De taken die worden overgedragen zijn afkomstig van de colleges en gedeputeerde staten. Dit betekent dat de regeling gesloten kan worden door de colleges en gedeputeerde staten, met verplichte instemming van de raden en provinciale staten. Deze wijzigingsregeling brengt derhalve het aantal deelnemende bestuursorganen terug tot colleges en gedeputeerde staten.

Verder beoogt deze wijzigingsregeling te regelen dat het openingsquorum voor het openen van de vergadering van het Algemeen Bestuur ook zonder aanwezigheid van het lid namens de provincie kan worden behaald. De regeling bevat verder een bepaling aangaande het structureel bijwonen van bestuursvergaderingen door ambtenaren van de deelnemers, in de vorm van adviseurs.

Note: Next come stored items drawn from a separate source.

PR #178, opened 2017-12-15
Introduce higher and lower bounds for the number of instances

alexeyklyukin:
Reduce the number of instances to the min_instances if it is lower and
to the max_instances if it is higher. -1 for either of those means there
is no lower or upper bound.

In addition, terminate the operator when there is a nonsense in the
configuration (i.e. max_instances < min_instances).

### DIFF
--- a/README.md
+++ b/README.md
@@ -180,6 +180,12 @@ This ConfigMap is then added as a source of environment variables to the Postgre
 
 :exclamation: Note that there are environment variables defined by the operator itself in order to pass parameters to the Spilo image. The values from the operator for those variables will take precedence over those defined in the `pod_environment_configmap`.
 
+### Limiting the number of instances in clusters with `min_instances` and `max_instances`
+
+As a preventive measure, one can restrict the minimum and the maximum number of instances permitted by each Postgres cluster managed by the operator.
+If either `min_instances` or `max_instances` is set to a non-zero value, the operator may adjust the number of instances specified in the cluster manifest to match either the min or the max boundary.
+For instance, of a cluster manifest has 1 instance and the min_instances is set to 3, the cluster will be created with 3 instances. By default, both parameters are set to -1.
+
 # Setup development environment
 
 The following steps guide you through the setup to work on the operator itself.
--- a/pkg/cluster/k8sres.go
+++ b/pkg/cluster/k8sres.go
@@ -464,6 +464,8 @@ func (c *Cluster) generateStatefulSet(spec *spec.PostgresSpec) (*v1beta1.Statefu
 		return nil, fmt.Errorf("could not generate volume claim template: %v", err)
 	}
 
+	numberOfInstaces := c.getNumberOfInstances(spec)
+
 	statefulSet := &v1beta1.StatefulSet{
 		ObjectMeta: metav1.ObjectMeta{
 			Name:      c.statefulSetName(),
@@ -471,7 +473,7 @@ func (c *Cluster) generateStatefulSet(spec *spec.PostgresSpec) (*v1beta1.Statefu
 			Labels:    c.labelsSet(),
 		},
 		Spec: v1beta1.StatefulSetSpec{
-			Replicas:             &spec.NumberOfInstances,
+			Replicas:             &numberOfInstaces,
 			ServiceName:          c.serviceName(Master),
 			Template:             *podTemplate,
 			VolumeClaimTemplates: []v1.PersistentVolumeClaim{*volumeClaimTemplate},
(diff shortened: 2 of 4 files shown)


Jan-M:
:+1:

pkg/cluster/k8sres.go
```diff
@@ -464,14 +464,16 @@ func (c *Cluster) generateStatefulSet(spec *spec.PostgresSpec) (*v1beta1.Statefu
 		return nil, fmt.Errorf("could not generate volume claim template: %v", err)
 	}
 
+	numberOfInstaces := c.getNumberOfInstances(spec)
```
zerg-junior: instaNces ?

pkg/util/config/config.go
```diff
@@ -33,6 +34,8 @@ type Resources struct {
 	PodEnvironmentConfigMap string            `name:"pod_environment_configmap" default:""`
 	NodeEOLLabel            map[string]string `name:"node_eol_label" default:"lifecycle-status:pending-decommission"`
 	NodeReadinessLabel      map[string]string `name:"node_readiness_label" default:"lifecycle-status:ready"`
+	MaxInstances            int32             `name:"max_instances" default:"-1"`
```
zerg-junior: shall we comment here on the special meaning of -1 ?

pkg/util/config/config.go
```diff
@@ -123,3 +129,13 @@ func Copy(c *Config) Config {
 
 	return cfg
 }
+
+func validate(cfg *Config) (err error) {
+	if cfg.MinInstances > 0 && cfg.MaxInstances > 0 && cfg.MinInstances > cfg.MaxInstances {
+		err = fmt.Errorf("minimum number of instances %d is set higher than the maximum number %d")
+	}
+	if cfg.Workers == 0 {
+		err = fmt.Errorf("number of works should be higher than 0")
```
zerg-junior: workERs ?

pkg/util/config/config.go
```diff
@@ -123,3 +129,13 @@ func Copy(c *Config) Config {
...
+	}
+	return
+}
```
mgomezch: Nothing really wrong with this, but I'm curious: why check all errors but only panic on the last one? (not really important as there are just two, but could this grow in the future?  it would probably be most helpful to log all of them and then panic)

pkg/util/config/config.go
```diff
@@ -123,3 +129,13 @@ func Copy(c *Config) Config {
 
 	return cfg
 }
+
+func validate(cfg *Config) (err error) {
+	if cfg.MinInstances > 0 && cfg.MaxInstances > 0 && cfg.MinInstances > cfg.MaxInstances {
+		err = fmt.Errorf("minimum number of instances %d is set higher than the maximum number %d")
+	}
+	if cfg.Workers == 0 {
```
zerg-junior: cfg.Workers > 0 ? It may be tempting to supply -1 meaning no limit :)

pkg/cluster/k8sres.go
```diff
@@ -481,6 +483,25 @@ func (c *Cluster) generateStatefulSet(spec *spec.PostgresSpec) (*v1beta1.Statefu
...
+	newcur = cur
+
+	if max > 0 && newcur > max {
+		newcur = max
+	}
+	if min > 0 && newcur < min {
+		newcur = min
+	}
+	if newcur != cur {
+		c.logger.Infof("adjusted number of instances to %d (min: %d, max: %d)", newcur, min, max)
```
zerg-junior: should the log mention the old value as well ?

mgomezch:
:+1:

pkg/util/config/config.go
alexeyklyukin: Yes, didn't care much about that for now (also, there are many other parameters that could be validated), just picked up a low-hanging fruit in the config to validate, since we had no validation before altogether.

pkg/util/config/config.go
alexeyklyukin: it's unit32.

README.md
```diff
@@ -180,6 +180,12 @@ This ConfigMap is then added as a source of environment variables to the Postgre
 
 :exclamation: Note that there are environment variables defined by the operator itself in order to pass parameters to the Spilo image. The values from the operator for those variables will take precedence over those defined in the `pod_environment_configmap`.
 
+### Limiting the number of instances in clusters with `min_instances` and `max_instances`
+
+As a preventive measure, one can restrict the minimum and the maximum number of instances permitted by each Postgres cluster managed by the operator.
+If either `min_instances` or `max_instances` is set to a non-zero value, the operator may adjust the number of instances specified in the cluster manifest to match either the min or the max boundary.
```
zerg-junior: and this goes to the operator configmap, right ?

alexeyklyukin: Yes, but there is no need to mention that, since that is part of the description of the operator parameters.

pkg/util/config/config.go
alexeyklyukin: That went to the docs.

zerg-junior:
:+1:

alexeyklyukin:
👍

PR #184, opened 2017-12-18
Improve behavior on node decomissionining

alexeyklyukin:
- use the lack of lifecycle-status: ready label to trigger the migration
- make sure the nodes are examined on start of the operator in order to avoid missing a migration of the set of nodes when the operator is killed in the process.

### DIFF
--- a/pkg/controller/node.go
+++ b/pkg/controller/node.go
@@ -55,13 +55,21 @@ func (c *Controller) nodeUpdate(prev, cur interface{}) {
 		return
 	}
 
-	if nodePrev.Spec.Unschedulable && util.MapContains(nodePrev.Labels, c.opConfig.NodeEOLLabel) ||
-		!nodeCur.Spec.Unschedulable || !util.MapContains(nodeCur.Labels, c.opConfig.NodeEOLLabel) {
+	// do nothing if the node should have already triggered an update or
+	// if only one of the label and the unschedulability criteria are met.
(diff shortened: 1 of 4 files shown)


Jan-M:
Just for clarity, the migration is only triggered IF the ready label is missing and the node is marked as unscheduleable.

alexeyklyukin:
👍

Jan-M:
:+1:

pkg/controller/node.go
```diff
@@ -55,13 +59,23 @@ func (c *Controller) nodeUpdate(prev, cur interface{}) {
...
+	// do nothing if the node should have already triggered an update or
+	// if only one of the label and the unschedulability criteria are met.
+	if !c.nodeIsReady(nodePrev) || c.nodeIsReady(nodeCur) {
 		return
 	}
+	c.movePodsOffNode(nodeCur)
+}
+
+func (c *Controller) nodeIsReady(node *v1.Node) bool {
+	return (!node.Spec.Unschedulable || util.MapContains(node.Labels, c.opConfig.NodeReadinessLabel) ||
```
linki: shouldn't the `!` outside of the parenthesis?

alexeyklyukin: Hm, the node is considered ready if  is not labeled as unschedulable or if it has a ready label or if it is a master. Otherwise (if it is unschedulable and not master and doesn't have a ready label) the node is not considered ready and we move pods off it.

linki: Alright, your statement makes sense and I also see your tests now. Thanks for clarification 👍

PR #189, opened 2017-12-19
Add an example for cloning a backup from existing cluster

### LINKED ISSUE #188: Add an example clone option to the manifest

zerg-junior:
Closes #188

### DIFF
--- a/manifests/complete-postgres-manifest.yaml
+++ b/manifests/complete-postgres-manifest.yaml
@@ -43,8 +43,9 @@ spec:
     loop_wait: &loop_wait 10
     retry_timeout: 10
     maximum_lag_on_failover: 33554432
-  # uncomment to restore a Postgres DB with point-in-time-recovery using the latest backup
-  # optional timestamp: use the latest backup before the timestamp
+  # restore a Postgres DB with point-in-time-recovery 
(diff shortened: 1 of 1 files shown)


manifests/complete-postgres-manifest.yaml
```diff
@@ -43,6 +43,11 @@ spec:
     loop_wait: &loop_wait 10
     retry_timeout: 10
     maximum_lag_on_failover: 33554432
+  # uncomment to restore a Postgres DB with point-in-time-recovery using the latest backup
+  # optional timestamp: use the latest backup before the timestamp
+  # clone:
+  #  cluster: "acid-batman"
+  #  endTimestamp: "2017-12-19T12:40:33+01:00" # timezone required (offset relative to UTC, see RFC 3339 section 5.6)
```
alexeyklyukin: The operator would actually involve different logic if endTimestamp is empty, cloning from the host that is named the same as the cluster name and port 5432 (connecting to the service that way, i.e. acid-batman would normally point to acid-batman.default.svc.cluster.local assuming the default namespace), reading the replication password from the secret of the respective cluster. That implies that the startup will fail if the cluster to clone from is not running and endTimestamp is not specified or empty.

alexeyklyukin:
👍

zerg-junior:
:+1:

PR #190, opened 2017-12-20
Scalyr agent sidecar for log shipping

mgomezch:
When the `scalyr_api_key` key is defined in the configmap, this adds a sidecar container named `scalyr-agent` to PostgreSQL pods that ships all logs to Scalyr.

The sidecar image is configurable with the `scalyr_image` configmap key and defaults to the currently newest CDP build from [the currently-private Spilo Scalyr sidecar repository](https://github.bus.zalan.do/acid/spilo-sidecar-scalyr) in the private image registry.

That image is very simple: it just installs the Scalyr agent and creates a configuration file that consumes the environment variables set by the Operator.  It should be easy to make that repository public if we build the image on top of [the official Scalyr agent image on Docker Hub](https://hub.docker.com/r/scalyr/scalyr-agent/).  This was not done for the private image as I understand compliance requires approved base images for anything deployed internally.

We could also use the public Scalyr agent image as the default directly, although the agent config file would have to be generated e.g. with an init container, which would add inconvenient complexity to the Operator code.

### DIFF
--- a/pkg/cluster/cluster.go
+++ b/pkg/cluster/cluster.go
@@ -318,9 +318,6 @@ func (c *Cluster) compareStatefulSetWith(statefulSet *v1beta1.StatefulSet) *comp
 				needsRollUpdate = true
 				reasons = append(reasons, fmt.Sprintf("new statefulset's container %d environment sources don't match the current one", index))
 			}
-			if needsRollUpdate || needsReplace {
-				match = false
-			}
 		}
 	}
 	if len(c.Statefulset.Spec.Template.Spec.Containers) == 0 {
@@ -380,6 +377,10 @@ func (c *Cluster) compareStatefulSetWith(statefulSet *v1beta1.StatefulSet) *comp
 			needsReplace = true
 			reasons = append(reasons, fmt.Sprintf("new statefulset's volumeClaimTemplates specification for volume %q doesn't match the current one", name))
 		}
+	}
+
+	if needsRollUpdate || needsReplace {
+		match = false
 	}
 
 	return &compareStatefulsetResult{match: match, reasons: reasons, rollingUpdate: needsRollUpdate, replace: needsReplace}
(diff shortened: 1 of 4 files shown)


pkg/cluster/k8sres.go
```diff
@@ -431,6 +435,33 @@ func (c *Cluster) generatePodTemplate(resourceRequirements *v1.ResourceRequireme
...
 
+	if c.OpConfig.ScalyrAPIKey != "" && c.OpConfig.ScalyrImage != "" {
+		podSpec.Containers = append(
+			podSpec.Containers,
+			v1.Container{
+				Name:            "scalyr-sidecar",
+				Image:           c.OpConfig.ScalyrImage,
+				ImagePullPolicy: v1.PullIfNotPresent,
+				Resources:       *resourceRequirementsScalyrSidecar,
+				VolumeMounts:    volumeMounts,
```
alexeyklyukin: Why is there a need to mount the postgres data volume to the scalyr agent container?

mgomezch: Because it needs to watch the log files for changes, and the log files are in the Postgres data volume.  We could also put the log files in a separate volume, but I don't know if we want to do this.

pkg/cluster/cluster.go
```diff
@@ -295,6 +295,33 @@ func (c *Cluster) compareStatefulSetWith(statefulSet *v1beta1.StatefulSet) *comp
...
+			}
+			if !reflect.DeepEqual(container1.Env, container2.Env) {
+				needsRollUpdate = true
+				reasons = append(reasons, fmt.Sprintf("new statefulset's container %d environment doesn't match the current one", index))
+			}
+			if !reflect.DeepEqual(container1.EnvFrom, container2.EnvFrom) {
+				needsRollUpdate = true
+				reasons = append(reasons, fmt.Sprintf("new statefulset's container %d environment sources don't match the current one", index))
+			}
+			if needsRollUpdate || needsReplace {
```
alexeyklyukin: should be outside of the else condition.

mgomezch:
Tested on playground. :+1:

mgomezch:
:+1:

alexeyklyukin:
👍

PR #196, opened 2017-12-21
Add PostgreSQL pod namespace Scalyr sidecar environment

mgomezch:
Another tiny bit of information that could be useful for log filters once we start deploying clusters into separate namespaces.


mgomezch:
:+1:

alexeyklyukin:
👍

PR #199, opened 2018-01-04
Migrate only master pods. Migrate single masters.

alexeyklyukin:
Avoid migrating replica pods, since they will be handled by the
node draining anyway (the PDB specifies that only masters are to
be kept).

Allow migration of the single-pod clusters.

### DIFF
--- a/pkg/cluster/pod.go
+++ b/pkg/cluster/pod.go
@@ -24,7 +24,7 @@ func (c *Cluster) listPods() ([]v1.Pod, error) {
 	return pods.Items, nil
 }
 
-func (c *Cluster) getRolePods(role PostgresRole) ([]v1.Pod, error) {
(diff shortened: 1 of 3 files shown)


pkg/cluster/pod.go
```diff
@@ -24,7 +24,7 @@ func (c *Cluster) listPods() ([]v1.Pod, error) {
 	return pods.Items, nil
 }
 
-func (c *Cluster) getRolePods(role PostgresRole) ([]v1.Pod, error) {
+func (c *Cluster) getRolePods(role PostgresRole, emptyOk bool) ([]v1.Pod, error) {
```
Jan-M: Feels like this could be done and checked where invoked, but ok.

Jan-M:
:+1:

alexeyklyukin:
👍

PR #200, opened 2018-01-09
WIP: support multiple namespaces.

alexeyklyukin:
This particular commit makes the operator listen on all namespaces
and introduces an optional namespace to the clusters RESET API
endpoints.

### DIFF
--- a/pkg/apiserver/apiserver.go
+++ b/pkg/apiserver/apiserver.go
@@ -30,9 +30,9 @@ type controllerInformer interface {
 	GetOperatorConfig() *config.Config
 	GetStatus() *spec.ControllerStatus
 	TeamClusterList() map[string][]spec.NamespacedName
-	ClusterStatus(team, cluster string) (*spec.ClusterStatus, error)
-	ClusterLogs(team, cluster string) ([]*spec.LogEntry, error)
-	ClusterHistory(team, cluster string) ([]*spec.Diff, error)
+	ClusterStatus(team, namespace, cluster string) (*spec.ClusterStatus, error)
+	ClusterLogs(team, namespace, cluster string) ([]*spec.LogEntry, error)
+	ClusterHistory(team, namespace, cluster string) ([]*spec.Diff, error)
 	ClusterDatabasesMap() map[string][]string
 	WorkerLogs(workerID uint32) ([]*spec.LogEntry, error)
 	ListQueue(workerID uint32) (*spec.QueueDump, error)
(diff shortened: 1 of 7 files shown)


pkg/apiserver/apiserver.go
```diff
@@ -30,9 +30,9 @@ type controllerInformer interface {
 	GetOperatorConfig() *config.Config
 	GetStatus() *spec.ControllerStatus
 	TeamClusterList() map[string][]spec.NamespacedName
-	ClusterStatus(team, cluster string) (*spec.ClusterStatus, error)
-	ClusterLogs(team, cluster string) ([]*spec.LogEntry, error)
-	ClusterHistory(team, cluster string) ([]*spec.Diff, error)
+	ClusterStatus(team, namespace, cluster string) (*spec.ClusterStatus, error)
```
zerg-junior: 1. Since we now move to multiple namespaces it might make sense to add extra API endpoints for debugging purposes such as:
a. List namespaces operator actually listens to.
b. List databases per namespace
c. List namespaces per team

2. Please add/change 1-2 examples of the new API in [the debugging documentation](https://github.com/zalando-incubator/postgres-operator#debugging-the-operator-itself)

pkg/apiserver/apiserver.go
```diff
@@ -149,7 +149,8 @@ func (s *Server) clusters(w http.ResponseWriter, req *http.Request) {
 	)
 
 	if matches := util.FindNamedStringSubmatch(clusterStatusURL, req.URL.Path); matches != nil {
-		resp, err = s.controller.ClusterStatus(matches["team"], matches["cluster"])
+		namespace, _ := matches["namespace"]
```
zerg-junior: Does a separate var for `namespace` exist because the namespace is undefined  in some requests  and we need to ignore the error in such cases ?

pkg/controller/node.go
```diff
@@ -80,7 +80,7 @@ func (c *Controller) moveMasterPodsOffNode(node *v1.Node) {
 	opts := metav1.ListOptions{
 		LabelSelector: labels.Set(c.opConfig.ClusterLabels).String(),
 	}
-	podList, err := c.KubeClient.Pods(c.opConfig.Namespace).List(opts)
+	podList, err := c.KubeClient.Pods("").List(opts)
```
zerg-junior: Please comment on the effect of using the empty string aka `""` as a namespace name. Does it mean "listen to all namespaces" ? I traced it down to the [`Namespace` method](https://github.com/kubernetes/client-go/blob/4b76cf9824ec474ca9b122449fee23807a51e786/rest/request.go#L243) of the k8s go-client, and still wasn't quite sure.

zerg-junior:
1.  How does this PR handle the [`WATCH_NAMESPACE` parameter](https://github.com/zalando-incubator/postgres-operator/blob/702d901bd9a92208b86e7504bb0ee1a133e98d54/cmd/main.go#L30) ?

2.   @alexeyklyukin suggests it makes sense to enable restricting operator to a few namespaces instead of always listening to all of them. That would help testing because there we would like to have an operator listening only to the testing namespace. Also there may be cases where the operator has access rights only to certain namespaces.
 Any ideas on that ? @Jan-M ?

zerg-junior:
Closed in favor of PR #225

Ambtelijke vertegenwoordiging laat de Wgr niet toe maar met deelname aan de beraadslaging, weliswaar zonder besluitvormende stem, draagt bij aan een efficientere structuur.

Het terugbrengen van het aantal deelnemende bestuursorganen leidt in dit geval niet tot uittreden van deelnemers nu de gemeenten en de provincie als deelnemer worden aangemerkt en niet de deelnemende bestuursorganen en de bestaande financiele verhoudingen in tact blijven.

Tegelijk met deze inhoudelijke wijzigingen is de regeling op een aantal punten geactualiseerd en aangepast aan de Wgr op onderdelen waar dit noodzakelijk was.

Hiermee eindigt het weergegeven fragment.